The variant script confirms the covered behavior at runtime:

- Vulnerable original `notinstring` `SLEEP(3)`: ~3.10s.
- Fixed-control original `notinstring` `SLEEP(3)`: ~0.045s.

## Code Paths / Inputs Reviewed but Not Confirmed as Bypasses

`wppro_queryreviews()` contains additional dynamic filters appended to the same `SELECT` query. The variant stage reviewed and tested public fields accepted by `wppro_loadmore_revs_ajax()`:

- `textsource` -> `$publicsourcefilter = " AND pageid = '".sanitize_text_field($textsource)."'"`
- `textsearch` -> `$textsearchquery` with `LIKE` predicates over review text/name/title/type/tags
- `textlang` -> `$publiclangfilter = " AND language_code = '".sanitize_text_field($textlang)."'"`
- `textrtype` -> `$publicrtypefilter = "AND type = '".sanitize_text_field($textrtype)."'"`
- `shortcodepageid` -> `$rpagefilter` through the shortcode page ID argument

These paths were materially distinct candidate data paths because they are attacker-controlled HTTP parameters and reach the same review-query construction. However, no tested candidate produced a delay on the fixed control. The response `dbcall` fields showed quote characters escaped in string-context filters, and all candidate timings were fast (~0.014-0.017s).

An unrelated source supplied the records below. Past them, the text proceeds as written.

PR #285, opened 2017-10-31
Enhancements to the output in the loglist (colours, icons)

kdschlosser:
I have Split the debugging messages into warning messages and debugging messages. This is because of people turning on the debugging from the drop down and when debugging is turned on tracebacks and messages that occur cause people to submit bug reports when they are not needed.

I also changed the logging colors for debug messages as well as added an icon for it. this provides a better indicator to the user that it is a debugging message and not an error. The warning messages use the same icon as the notice icon but the color of the text is different. so the user is able to again identify who is what.

TriggerEventWait was one of those mechanism that people are false reporting errors
I also changed eg.Utils.AssertInMainThread and eg.Utils.AssertInActionThread and eg.\_\_setattr\_\_ so these will no longer cause EG to stop functioning they now use the warning mechanism. and allow the program to continue along it way.

I set it for EG 0.5 I think this has enough to do with recent changes to warrant it being added to this up coming release


eg/Classes/EventThread.py
```diff
@@ -146,7 +146,7 @@ def Transfer():
         self.AppendAction(Transfer)
         executed.wait(5.0)
         if not executed.isSet():
-            if eg.debugLevel:
-                eg.PrintDebugNotice("timeout TriggerEventWait")
-                traceback.print_stack()
+            eg.PrintWaraningNotice(
```
topic2k: Typo: I think this should be `eg.PrintWarningNotice`

eg/Classes/MainFrame/LogCtrl.py
```diff
@@ -55,25 +73,12 @@ def __init__(self, parent):
...
-        self.attr3.BackgroundColour = oddColour
-        self.attr3.TextColour = (255, 0, 0)
-
-        self.attr4 = wx.ListItemAttr()
-        self.attr4.BackgroundColour = sysColour
-        self.attr4.TextColour = (255, 0, 0)
+        self.attr1, self.attr2 = _create_colour_attributes(sysTextColour)
+        self.attr3, self.attr4 = _create_colour_attributes((255, 0, 0))
+        self.attr5, self.attr6 = _create_colour_attributes((89, 131, 165))
+        self.attr7, self.attr8 = _create_colour_attributes((206, 151, 22))
```
topic2k: Don't kick me 🤓 but i find the colors a bit difficult to read. What about changing the background color for warnings and tracebacks?
```
        # Normal
        self.attr1 = wx.ListItemAttr(colBack=eg.colour.GetOddLogColour())
        self.attr2 = wx.ListItemAttr()
        # Traceback
        self.attr3 = wx.ListItemAttr(colBack=(255, 160, 160))
        self.attr4 = wx.ListItemAttr(colBack=(235, 140, 140))
        # Debug
        self.attr5 = wx.ListItemAttr(
            colText=(50, 40, 190),
            colBack=eg.colour.GetOddLogColour()
        )
        self.attr6 = wx.ListItemAttr(colText=(50, 40, 190))
        # Warning
        self.attr7 = wx.ListItemAttr(colBack=(255, 235, 90))
        self.attr8 = wx.ListItemAttr(colBack=(235, 215, 70))
```
(I've also changed the debug text color a little)

topic2k:
The notice and the warning icons are the same. I vote for another icon for notice: 
info

kdschlosser:
well I vote to take the icon from eg.Print since no one uses that function and come up with some kind of an icon for eg.Print.

OK as far as the colors go. but i am going to have to rewrite the bit that figures out the odd bar color to accept a color being passed into it. I am thinking an orange background with the black lettering for the warnings. and debugging I have not a clue what to use.

kdschlosser:
alright buddy. I changed up the colors. I had to modify Colors.py to do this to allow for input to the GetOdd method. I modified the Print Icon to be a balloon with 3 dots in it and I changed up the Print Notice to be the balloon with the I in it I may change the opening messages to use PrintNotice instead of Print. wanted to get your input on this

topic2k:
I like the icons. The background colour for debug messages i would leave default or use very very light blue (o know you like green 😆 ). The now shiny green is IMO a bit too eye catching, the normal logs getting out of view. For warning and errors/tracebacks it's ok to catch the attraction. That said i favour the (light) red backround/black text for tracebacks.

kdschlosser:
ok you pick the colors. send me the RGB values. and we will roll with those..

and I HATE green I can't stand it. But for some reason it has become EG's unofficial color. this happened before my time and it's not my place to change it. It is almost as difficult to work with as yellow. yellow is almost impossible to see. but green has not a damned color other then black that looks good with it.

kdschlosser:
I know ya like the debugging icon.. I made that myself.. took me a while to do that. it's hard to make an icon so you know what it is.. in only 16x16.

eg/Classes/Log.py
```diff
@@ -38,6 +38,42 @@
...
+    if icon == DEBUG_ICON:
+        msg = 'DEBUG: ' + msg.replace('\n', '\nDEBUG: ')
+
+    elif icon == WARNING_ICON:
+        msg = 'WARNING: ' + msg.replace('\n', '\nWARNING: ')
+
+    std_msg = (
+        strftime("%H:%M:%S: ") +
+        msg.replace('\n', '\n' + strftime("%H:%M:%S: "))
+    )
```
topic2k: I have to add ` + "\n"` here or in pycharm console all output will be on one line. Is it only on machine?

kdschlosser: I am not sure what you mean... It works fine when i run EG

kdschlosser: I got ya. The output into log.txt was all on one line. because i forgot to add the '\n'. I have fixed the problem

kdschlosser:
the bug label was on there because technically speaking the debug output colors should not have been the same as the error colors and this was causing some false bug reporting.. so it has one foot in the bug arena LOL. don't know if you agree on this or not.. I know this has been merged and it really doesn't make a difference. but for correctness in the history you may want to have it there.. all depends on what you think.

## What the Fix Does Not Broadly Change

The notinstring fix does not refactor the full query builder. The function still builds many SQL fragments by string concatenation and relies on a mixture of `intval()`, `sanitize_text_field()`, `$wpdb->prepare()`, and runtime escaping. Although no bypass was confirmed in this run, this style remains fragile because future changes could accidentally move untrusted values into unquoted or unescaped SQL contexts.

The patch also does not change:

- public exposure of the AJAX nonce on frontend pages using the plugin shortcode;
- unauthenticated reachability of `wprp_load_more_revs`;
- query fragments generated from administrator-controlled template settings;
- the use of a single large dynamically assembled SQL statement.

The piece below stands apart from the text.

PR #286, opened 2017-10-31
[EventGhost] - Enhancement - Utils.EqualizeWidths, 

kdschlosser:
eg.EqualizeWidths was coded to accept a single iterable of controls. I have found this very limiting.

## Behavior Before and After the Fix

### Before fix

- `notinstring=1) OR (SELECT SLEEP(3))#` enters the unquoted numeric `NOT IN` expression.
- MariaDB evaluates the injected `SLEEP(3)`.
- The HTTP request takes approximately three seconds.

### After notinstring fix

- The same `notinstring` payload is parsed as a CSV list and cast through `absint()`.
- SQL metacharacters are removed from the numeric ID list.
- The same request is fast.

### Alternate public-field candidates after fix

- Candidate quote-break payloads in `textsource`, `textsearch`, `textlang`, `textrtype`, and `shortcodepageid` did not execute timing primitives.
- The tested fixed-control behavior was fast for all candidates.
- No distinct bypass was confirmed.

## Threat Model / Security Policy Review

The bundled commercial plugin source did not contain a `SECURITY.md`, `security.txt`, `README.md`, or explicit vulnerability/threat-model document. The relevant trust boundary for this analysis is therefore the standard WordPress public HTTP boundary: unauthenticated visitors can load a page containing `[wprevpro_usetemplate]`, receive a frontend nonce, and call the `wp_ajax_nopriv_wprp_load_more_revs` AJAX endpoint.

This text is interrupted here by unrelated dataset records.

PR #289, opened 2017-12-17
Fix -event CLI option

topic2k:
The -event option were unintentional changed. The command `EventGhost.exe -e myevent with multiple payloads` generates the event `multiple.myevent` with payload `u"with"`. The correct (as in EG 0.4.r1722) event should be `Main.myevent` with payload `[u'with', u'multiple', u'payloads']`.


topic2k:
With
```EventGhost.exe -e MYEvent payload1 payload2 "this is payload3" -debug```
 you get payload
 `['payload1', 'payload2', 'this is payload3']`

PR #291, opened 2017-12-19
[EventGhost] - Enhancement - NamedPipe.py, Removes sending a ping through the pipe

kdschlosser:
I have removed the need to ping the named pipe to check the existence of an already running session of EG. This new method allows for faster loading times of EG. It is also less error prone. Another added benefit is PR #290 runs about a half a second faster when triggering 100 events from the command line.


kdschlosser:
if ya had merged this one first it would have merged ok. I think. no worries tho i will correct it.

kdschlosser:
OK I have fixed the issues with this but it still has that blasted message up about the conflicts and also appveyor fails without even running at all.

PR #97, opened 2020-08-18
Remove VE wgHiddenPrefs hack now that BetaFeature is hidden by default

edg2s:


edg2s:
Depends on https://gerrit.wikimedia.org/r/c/mediawiki/extensions/VisualEditor/+/620951/ upstream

Within that boundary, the parent bug is security-relevant because attacker-controlled HTTP input reaches database query construction. The variant candidates were only considered valid if they used the same public HTTP boundary and the same review-query sink.

## Completeness Assessment

For the parent CVE path, the notinstring integer-casting patch is effective in the tested fixed control. The bounded variant search did not find a bypass through other public filter fields. However, a more complete long-term fix would replace broad SQL string concatenation in `wppro_queryreviews()` with structured query construction and `$wpdb->prepare()` placeholders for every dynamic value, because the current function remains difficult to audit and has multiple string-built predicates.